On Sun, 2016-11-13 at 10:55 -0500, Laine Stump wrote:
> 2) pci-bridge was requested with user-supplied address that is
on a
> nonexistent bus, and that bus number is >1 over the current last bus
> (i.e. there is a gap in the controller indexes). This would happen if,
> for example, someone put this in their xml:
>
> <controller type='pci' index='0'
model='pci-root'/>
> <controller type='pci' index='2'
model='pci-bridge'/>
>
> (if libvirt was setting the index, it would have set the index for the
> pci-bridge to '1').
>
> a) pci-root - okay, here's where what you're saying would apply -
> we need to add extra pci-bridges
> to fill in the "empty space" in the list of controllers.
>
> b) pcie-root - actually we have the same issue in this case.
>
> Personally I think that it's nonsensical for a user to do that, and
> trying to support "empty regions" in the PCI address space by
> auto-adding pci-bridges is pointless busywork, but we have supported
> it in the past, so I guess we need to now. Sigh.
But wait! Look at the example above - that's *exactly* the odd case that
patch 11/17 (the RFC patch that we agreed wasn't worthwhile) remedies.
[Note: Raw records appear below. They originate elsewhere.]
Issue #19524, opened 2025-03-04
Bump Go to 1.24.1 / 1.23.7


ivanvc:
### What would you like to be added?

Golang 1.24.1 and 1.23.7 were released today. According to our [Dependency management documentation](https://github.com/etcd-io/etcd/blob/main/Documentation/contributor-guide/dependency_management.md#golang-versions), we want to stay on the latest patch version. This means updating the `release-3.4`, `release-3.5` and `release-3.6` branches to 1.23.7 and `main` to 1.24.1.

This patch includes the security fix for CVE-2025-22870.

Progress track:

- [x] [etcd](https://github.com/etcd-io/etcd)
  - [x] [`main`](https://github.com/etcd-io/etcd/tree/main): go v1.24.1 - #19440
  - [x] [`release-3.6`](https://github.com/etcd-io/etcd/tree/release-3.6): go v1.23.7 - #19527
  - [x] [`release-3.5`](https://github.com/etcd-io/etcd/tree/release-3.5): go v1.23.7 - #19528
  - [x] [`release-3.4`](https://github.com/etcd-io/etcd/tree/release-3.4): go v1.23.7 - #19533
  - [x] [`CHANGELOG`](https://github.com/etcd-io/etcd/tree/main/CHANGELOG) - #19532 
- [x] [bbolt](https://github.com/etcd-io/bbolt)
  - [x] [`main`](https://github.com/etcd-io/bbolt/tree/main): go v1.24.1 - etcd-io/bbolt#925
  - [x] [`release-1.3`](https://github.com/etcd-io/bbolt/tree/release-1.3): v1.23.7 - etcd-io/bbolt#920
  - [x] [`release-1.4`](https://github.com/etcd-io/bbolt/tree/release-1.4): v1.23.7 - etcd-io/bbolt#921
- [x] [raft](https://github.com/etcd-io/raft)
  - [x] [`main`](https://github.com/etcd-io/raft/tree/main): go v1.24.1 - etcd-io/raft#275
  - [x] [`release-3.6`](https://github.com/etcd-io/raft/tree/release-3.6): go v1.23.7 - etcd-io/raft#276
- [x] [`etcd-io/gofail` `main`](https://github.com/etcd-io/gofail/tree/main): go v1.23.7 - etcd-io/gofail#107
- [x] [`etcd-io/auger` `main`](https://github.com/etcd-io/auger/tree/main): go v1.24.1 - etcd-io/auger#222
[...]

PR #19582, opened 2025-03-12
Bump devcontainer version to 1.24

henrybear327:
I think this is the last missing piece in https://github.com/etcd-io/etcd/pull/19440 :)

Reference:
- https://github.com/etcd-io/etcd/issues/19524

### DIFF
--- a/.devcontainer/devcontainer.json
+++ b/.devcontainer/devcontainer.json
@@ -3,7 +3,7 @@
 {
 	"name": "Go",
 	// Or use a Dockerfile or Docker Compose file. More info: https://containers.dev/guide/dockerfile
-	"image": "mcr.microsoft.com/devcontainers/go:1.23-bookworm",
+	"image": "mcr.microsoft.com/devcontainers/go:dev-1.24-bookworm",
 	// Features to add to the dev container. More info: https://containers.dev/features.
 	"features": {
 		"ghcr.io/devcontainers/features/docker-in-docker:2": {},


ivanvc (approved):
Good catch. LGTM. Thanks, @henrybear327.

henrybear327:
@ivanvc for some reason, according to the available image tags [here](https://mcr.microsoft.com/v2/devcontainers/go/tags/list), they only offer the `dev-` prefixed images for 1.24 now. 

I have tested the changes on GitHub codespaces (as this is my main development environment now) which works for now, but we might need to keep an eye out for the images tag when it's updated.

ivanvc:
> @ivanvc for some reason, according to the available image tags [here](https://mcr.microsoft.com/v2/devcontainers/go/tags/list), they only offer the `dev-` prefixed images for 1.24 now.

Shouldn't we prefer the `dev-` ones? I'm assuming that they may have some development libraries installed.

ahrtr (approved):
thx

ivanvc:
@henrybear327, just a heads up that 1.24 is now listed on the API you provided. So, if the `dev-` prefix is actually a prefix Microsoft uses for experimental versions, we can drop it and bump it to `1.24-bookworm`.

henrybear327:
> @henrybear327, just a heads up that 1.24 is now listed on the API you provided. So, if the `dev-` prefix is actually a prefix Microsoft uses for experimental versions, we can drop it and bump it to `1.24-bookworm`.

Thanks @ivanvc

Even without that RFC patch, if you look at the code that creates a
PCIAddressSet (qemuDomainPCIAddressSetCreate()), you'll see that during
the initial creation, the unused bus numbers are filled in with
pcie-root-port or pci-bridge controllers, i.e. the PCIAddressSet is
never "sparse", and thus virDomainPCIAddressSetGrow() is guaranteed
never to encounter the case above. So you're asking for a solution to a
nonexistent problem.
Yup, I had noticed that :)
I'm still a bit unconvinced that function is a rock-solid
as I'd like it to be, but seeing as I've made you go over it
several times and it has resisted all my attempts to break
it, the only reasonable thing I can do is to
ACK
your changes and stop being in the way of progress.